Dead Electrical

  • Thread starter Snuffy \"Hub Cap\" McKinn
  • Start date
>"Hmmm, I wonder how all those switches immersed in oil ever work ?? "

They are designed for it. Line of contact where the spring pressure rests and forces metal to metal contact. This is not the same thing. this is a round cylinder with a clamp on it that is supposed to make connection good for a couple hundred amps. When GM came out with the side post battery, there could be grease in there because they had raised parts on the connectors that actually dug into the lead. Really, side post batteries were a disaster, a piece of shit. I knew alot of people who converted them to the normal top post.

Thing is, the terminals that connect to the batter are smooth. If they put teeth on them that would be different. then you could grease the shit out of them. bnut they don't do that and actually they have good reason.

Bottom line, clean everything best you can, make the connection and tighten it, and then apply the protective grease of your choice.

Take my word for it, I have been at this for a while.
 
On 6/04/2016 10:39 AM, jurb6006@gmail.com wrote:
"So when is grease on the terminals bad ??"

Before it is connected.
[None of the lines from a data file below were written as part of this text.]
PR #315, opened 2024-10-17
fix: handle multiple direct payments to same address correctly

jackstar12:


nursery/reverse.go
```diff
@@ -284,43 +286,65 @@ func (nursery *Nursery) checkExternalReverseSwaps(currency boltz.Currency, txId
...
+			})
+			slices.SortFunc(outputs, func(a, b *onchain.Output) int {
+				return cmp.Compare(a.Value, b.Value)
+			})
+			for _, output := range outputs {
+				var chosenSwap *database.ReverseSwap
+				for _, swap := range swaps {
+					if swap.OnchainAmount <= output.Value {
+						// try to go match as close possible to the output value
+						// its important that we sorted both swaps and outputs by amount above
```
michael1011, line 341: Let's go for an exact match. Direct payments are BIP-21s with exact amounts

database/reverse.go
```diff
@@ -244,6 +244,29 @@ func (database *Database) QueryReverseSwap(id string) (reverseSwap *ReverseSwap,
 	return reverseSwap, err
 }
 
+func (database *Database) QueryReverseSwapByClaimTransaction(txId string) (reverseSwap *ReverseSwap, err error) {
```
michael1011, line 247: Don't we have the same problem for chain swaps?

nursery/reverse.go
```diff
@@ -284,43 +290,76 @@ func (nursery *Nursery) checkExternalReverseSwaps(currency boltz.Currency, txId
...
+				if len(outputs) == 0 {
+					return true, nil
+				}
+				chosenOutput := outputs[0]
+				for _, output := range outputs {
+					if output.Value <= swap.OnchainAmount {
+						// try to go match as close possible to the output value
+						// its important that we sorted both swaps and outputs by amount above
+						chosenOutput = output
+					}
```
michael1011, line 360: Else break

jackstar12: doesnt matter since theyre sorted by amount

nursery/reverse.go
```diff
@@ -284,43 +290,74 @@ func (nursery *Nursery) checkExternalReverseSwaps(currency boltz.Currency, txId
...
 				return err
 			}
-			// ignore external adresses if we are looking for a specific id
-			if !checked && txId == "" {
-				outputs, err := nursery.onchain.GetUnspentOutputs(currency, swap.ClaimAddress)
-				if err != nil {
-					return err
-				}
+			if len(swaps) > 1 {
+				logger.Warnf("Multiple swaps for external claim address %s cant tell which one to use", claimAddress)
```
michael1011, line 311:
```suggestion
				logger.Warnf("Multiple swaps for external claim address %s cannot tell which one to use", claimAddress)
```

nursery/reverse.go
```diff
@@ -284,43 +290,74 @@ func (nursery *Nursery) checkExternalReverseSwaps(currency boltz.Currency, txId
...
+				if len(outputs) == 0 {
+					return true, nil
+				}
+				var chosenOutput *onchain.Output
+				for _, output := range outputs {
+					found, err := nursery.database.QueryReverseSwapByClaimTransaction(output.TxId)
+					if err == nil && found.Id != swap.Id {
+						continue
+					} else if err != nil && !errors.Is(err, sql.ErrNoRows) {
+						logger.Errorf("couldnt query swap by claim tx: %s", err)
```
michael1011, line 350:
```suggestion
						logger.Errorf("could not query swap by claim tx: %s", err)
```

After it is connected grease helps keep the elements away but you don't want it between the mating surfaces.

Hmmm, I wonder how all those switches immersed in oil ever work ??
 
On Friday, April 8, 2016 at 5:03:01 PM UTC-7, Rheilly Phoull wrote:
On 6/04/2016 10:39 AM, jurb6006@gmail.com wrote:
"So when is grease on the terminals bad ??"

Before it is connected. After it is connected grease helps keep the elements away but you don't want it between the mating surfaces.

Hmmm, I wonder how all those switches immersed in oil ever work ??

There's lots of kinds of grease. Some has particles that help prevent wear, but also prevent
metal-metal contact. Some has conductive particles, that might cause unintended conduction.
Some has semiconducting particles, especially to enhance electrical contact. And some,
like petroleum jelly or silicone grease, has no capability to hold metal parts apart (but is
good against corrosion and/or condensing moisture).